Materials and methods

Test guideline
Qualifier:
equivalent or similar to guideline
Guideline:
OECD Guideline 401 (Acute Oral Toxicity)
GLP compliance:
yes
Test type:
standard acute method
Limit test:
yes

Test material

Constituent 1
Chemical structure
Reference substance name:
(ethoxymethoxy)cyclododecane
EC Number:
261-332-1
EC Name:
(ethoxymethoxy)cyclododecane
Cas Number:
58567-11-6
Molecular formula:
C15H30O2
IUPAC Name:
(ethoxymethoxy)cyclododecane

Test animals

Species:
rat
Strain:
Wistar
Sex:
male
Details on test animals or test system and environmental conditions:
TEST ANIMALS
- Source: Ace Animals
- Age at study initiation: 8 weeks old
- Weight at study initiation: 165-198 g
- Fasting period before study: 16-20 h prior to dosing
- Housing: 5/cage in suspended wire mesh cages
- Diet (e.g. ad libitum): Fresh Purina rat chow, ad libitum
- Water (e.g. ad libitum): ad libitum
- Acclimation period: at least one week

ENVIRONMENTAL CONDITIONS
- Temperature (°C): 20-21
- Humidity (%): no data
- Air changes (per hr): no data
- Photoperiod (hrs dark / hrs light): no data

IN-LIFE DATES: From: 1980-03-06 To: 1980-03-20

Administration / exposure

Route of administration:
oral: gavage
Vehicle:
not specified
Details on oral exposure:
VEHICLE
- Amount of vehicle (if gavage): 5.4 mL/kg
Doses:
5.0 g/kg
No. of animals per sex per dose:
10
Control animals:
no
Details on study design:
- Duration of observation period following administration: 14 days
- Frequency of observations and weighing: 3-4 hours after dosing and once daily
- Necropsy of survivors performed: yes
- Other examinations performed: clinical signs
Statistics:
The LD50 was calculated according to the method of Litchfield JTJ & Wilcoxon F, JPET 96-99, 1949.

Results and discussion

Effect levels
Sex:
male
Dose descriptor:
LD50
Effect level:
> 5 000 mg/kg bw
Based on:
test mat.
Mortality:
No animal died during the observation period of 14 days.
Clinical signs:
other: Isolated instances of diarrhea , chromorhinorrhea and emaciation were noted during the early part of the study. All animals were normal on days 6 through 13. One instance of chromorhinorrhea was noted on day 14.
Gross pathology:
All animals, sacrificed on day 14, were normal.

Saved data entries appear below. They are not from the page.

PR #3016, opened 2020-08-18
Fixed code generation for FileResponse

### LINKED ISSUE #2981: Bug: Client will be disposed in FileResponse but "Dispose HttpClient" is not activated

jeremyVignelles:
When enabling NullReferenceTypes generation with an API that can return a FileResponse, the code tried to set `client_ = null` and `response_ = null`, which is now disallowed.

Instead, I introduce two booleans `disposeClient_` and `disposeResponse_` that controls whether the variables must be disposed at the end.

Applicant's summary and conclusion

Interpretation of results:
other: EU CLP criteria
Remarks:
not classified
Conclusions:
The substance was acutely not toxic to rats in an acute oral toxicity test with an LD50 value of 5000 mg/kg bw. No classification according to CLP is required.
Executive summary:

Ten healthy male Wistar rats with initial body weights between 165-198 grams were treated with 5000 mg/kg bw test substance orally. The animals were fasted prior to dosing. Clinical observations for mortality and/or systemic effects were made daily up to 14 days post dosing. Isolated instances of diarrhea, chromorhinorrhea and emaciation were noted during early part of the study. All animals survived up to end of study and were sacrificed on day 14. No effects were observed at gross necropsy. The LD50 was > 5000 mg/kg bw.